I am not able to use the MaxConcurrency attribute successfully in the step function definition.
This can be demonstrated by using the example provided in the documentation for the Map Task (new as of 18 sept 2019):
{
"StartAt": "ExampleMapState",
"States": {
"ExampleMapState": {
"Type": "Map",
"MaxConcurrency": 2,
"Parameters": {
"ContextIndex.$": "$$.Map.Item.Index",
"ContextValue.$": "$$.Map.Item.Value"
},
"Iterator": {
"StartAt": "TestPass",
"States": {
"TestPass": {
"Type": "Pass",
"End": true
}
}
},
"End": true
}
}
}
By executing the step function with the following input:
[
{
"who": "bob"
},
{
"who": "meg"
},
{
"who": "joe"
}
]
We can observe in the Execution event history that we get:
ExecutionStarted
MapStateEntered
MapStateStarted
MapIterationStarted (index 0)
MapIterationStarted (index 1)
PassStateEntered (index 0)
PassStateExited (index 0)
MapIterationSucceeded (index 0)
ExecutionFailed
The step function fails.
The ExecutionFailed step has the following output (execution id omitted):
{
"error": "States.Runtime",
"cause": "Internal Error (omitted)"
}
Trying to catch the error with a Catch step has no effect.
What am I doing wrong here? Is this a bug?
Response to a private ticket submitted to AWS this morning;
Thank you for contacting AWS Premium Support. My name is Akanksha and
I will be assisting you with this case.
I understand that you have been working with the new Map state feature
of step functions and have noticed that when we use Parameters along
with MaxConcurrency set to lower value than the number of iterations
(with only first iteration successful) it fails with ‘States.Runtime’
and looks like a bug with the functionality.
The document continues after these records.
PR #1470, opened 2021-02-25
Add /* */ block comments.

jdashg:
+ Specify comments as whitespace tokens.

### DIFF
--- a/wgsl/index.bs
+++ b/wgsl/index.bs
@@ -120,9 +120,9 @@ This specification does not prescribe a particular encoding for that text.
 
 ## Comments ## {#comments}
 
-Comments begin with `//` and continue to the end of the current line. There are no multi-line comments.
-
-TODO: What indicates the end of a line?  (E.g. A line ends at the next linefeed or at the end of the program)
+Line-comments begin with `//` and continue to the end of the current line or file.
+Block-comments begin with `/*` and continue to the end of the first subsequent `*/`. (no nesting)
+Comments are considered whitespace tokens.
 
 ## Tokens TODO ## {#tokens}
 


wgsl/index.bs
```diff
@@ -120,9 +120,9 @@ This specification does not prescribe a particular encoding for that text.
 
 ## Comments ## {#comments}
 
-Comments begin with `//` and continue to the end of the current line. There are no multi-line comments.
-
-TODO: What indicates the end of a line?  (E.g. A line ends at the next linefeed or at the end of the program)
+Line-comments begin with `//` and continue to the end of the current line or file.
+Block-comments begin with `/*` and continue to the end of the first subsequent `*/`. (no nesting)
```
kvark, line 124: Should we talk about allowing the nesting?
If we say it's not allowed today, we will not be able to revise this decision later - https://softwareengineering.stackexchange.com/questions/81072/why-do-most-programming-languages-not-nest-block-comments#comment492185_81074

dneto0, line 124: Why do you want block comments?
I think they are a source of confusion and pain.

dneto0 (changes requested):
I'm ok with the "comments are whitespace" (or maybe "blankspace" is better).

I'm not ok with multi-line comments. Ouch. Ugly. No.

dneto0:
Discussed in [meeting of 2021-03-21](https://docs.google.com/document/d/173UCbLQC0kUESMaZ-1dB8jZQdglRWSGy98pJXWdakHE/edit#heading=h.am3kvzu4j87s)

* Discussed utility, especially when preprocessor `#if 0....#endif` is not available (and that nests)
* Discussed interaction between block comments and single-line comments, particularly when an end-comment-block appears in a line comment.
     * Forces an implementation to interpret the inside of a line comment.
* Discussed desire to nest block comments.

@litherum to write down the state machine for processing comments.

jdashg:
<details><summary><a href="https://github.com/gpuweb/gpuweb/wiki/WGSL-2021-03-29-(Monday!)-Minutes#add---block-comments-1470">WGSL meeting minutes 2021-03-29</a></summary>

*   JG: Motivation is commenting out large blocks of code.
*   MM: Also support block comments.
*   JB: I use an editor that helps and I still use block comments.
*   GR: Pain to parse, but l’m ambivalent.
*   DN: In the past I’ve seen incompatibilities.  Must have good testing for this to ensure consistency.
*   MM: What about nesting.
*   DN: Please no.
*   JB: Real purpose is commenting out code. Glad we don’t have a preprocessor; if we had preprocessor we’d use #if 0, which nests. So nesting is valuable.
*   MM: Value of block comments is to comment out code in O(1) effort.  But there are al
*   (nesting is complicated)
*   MM: Should we just try writing down the state machine for line-and-block comment nesting? I can do this
</details>

litherum:
I did some research to determine what C++ does with the interaction of block comments and line comments.

Here is the legend for the table below:
```
A = //
B = newline
C = /*
D = */
```

Screen Shot 2021-03-29 at 4 19 14 PM

So, the algorithm in C++ appears to be "If you see a `/*`, ignore everything until the next `*/`, regardless of what it is. And, if you see a `//`, ignore everything until the next newline, regardless of what it is"

litherum:
So, if we want to support nested block comments, and the source code is:

```
doSomething();
/* My favorite two characters are /* don't they look pretty? */
doSomethingElse();
```

Then this will be code that is valid in C++ but isn't valid in a language that supports nested block comments.

litherum:
Sorry for my chicken scratch; I hope this is legible...

Screenshot 2021-03-29 173235

dneto0:
Thanks for the analysis.  I like the systematic treatment.

Looking at this, there are some loose ends:
- I assume we all agree that a comment separates tokens; it's as if it were replaced by a blankspace.  So `a/* */b` expands to two tokens: `a` and `b`
- What happens if the source text ends while still in one or more nestings of a block-commment?   E.g what if the source is ` /*   `.  Is that an error?  I would lean yes because it doesn't compose well when gluing together source files. 
- That said, we should re-affirm that a line comment is ended by the end-of-source text. That is, no newline is required.  

The last two points are covered by stating what the successful terminal states are.


It's slightly concerning that the transitions take place on _pairs_ of characters read.  It would be better to spell out the extra states for seeing an individual '/' from the start state, and the extra arc from that state back to start.   Also, there's an extra state hanging off the bottom-right node.

dneto0:
Discussed in [meeting of 2021-03-30](https://docs.google.com/document/d/1gsji6SmK50HhCeK6H6tawPXaeUWWrhLRZbMiRpbAm5U/edit#heading=h.a3n53s1q5npe)

* Reviewed the analysis and state diagram
* Proceed to PR

munrocket:
I need to clarify that without block comments shadertoy or another online wgsl editor should implement multi-line editing in browsers. Because when debugging shaders, sometimes you need to turning off ~30 lines of code. This is what we want?

dneto0:
This landed as #2288, supporting nested block comments.

dneto0:
> I need to clarify that without block comments shadertoy or another online wgsl editor should implement multi-line editing in browsers. Because when debugging shaders, sometimes you need to turning off ~30 lines of code. This is what we want?

This will be supported with nested block comments.

dneto0:
> What happens if the source text ends while still in one or more nestings of a block-commment? E.g what if the source is /* . Is that an error? I would lean yes because it doesn't compose well when gluing together source files.

It's not clear to me from the minutes that we affirmatively decided this one way or another.
#2288 allows the a block comment to be terminated by end-of-source.   I'll post another PR to disallow that.

munrocket:
Thanks, this will be useful in codepen’s too.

Thank you for providing the details. It helped me during
troubleshooting. In order to confirm the behavior, I used the below
state machine example with Pass:
{
"StartAt": "Map State",
"TimeoutSeconds": 3600,
"States": {
"Map State": {
"Type": "Map”,
"Parameters": {
“ContextValue.$”: "$$.Map.Item.Value"
},
"MaxConcurrency": 1,
"Iterator": {
"StartAt": "Run Task",
"States": {
"Run Task": {
"Type": "Pass",
"End": true
}
}
},
"Next": "Final State"
},
"Final State": {
"Type": "Pass",
"End": true
}
} }
I tested with multiple input lists and MaxConcurrency values and below
are my observations:
Input size list: 4 MaxConcurrency:1/2/3 - Fails and MaxConcurrency:0/4/5 or above - Works
Input size list: 3 MaxConcurrency: 1/2 - Fails and MaxConcurrency:0/3/4 or above - Works
Similarly, I performed tests by removing the parameters from state machine as well and could see that it works as expected with different
MaxConcurrency values.
I also tested the same by changing the Task type of “Pass” with “Lambda” and observed the same behavior.
Hence, I can confirm that the state machine fails when we have
parameters in the code and specify MaxConcurrency value as anything
other than zero or the number greater than or equal to the list size.
After doing some research regarding this behavior to check if this is
intended, I could not find much information regarding the same as this
is a new feature. So, I will be reaching out to the internal team with
all the details and the example state machine that you have provided.
Thank you for bringing this to our notice. I will get back to you as
soon as I have an update from the internal team. Please be assured
that I will regularly follow up with the team and work with them to
investigate further.
Meanwhile, if you have any other queries or concerns, please do let me
know.
Have a great day ahead!
I will update here when I get more information.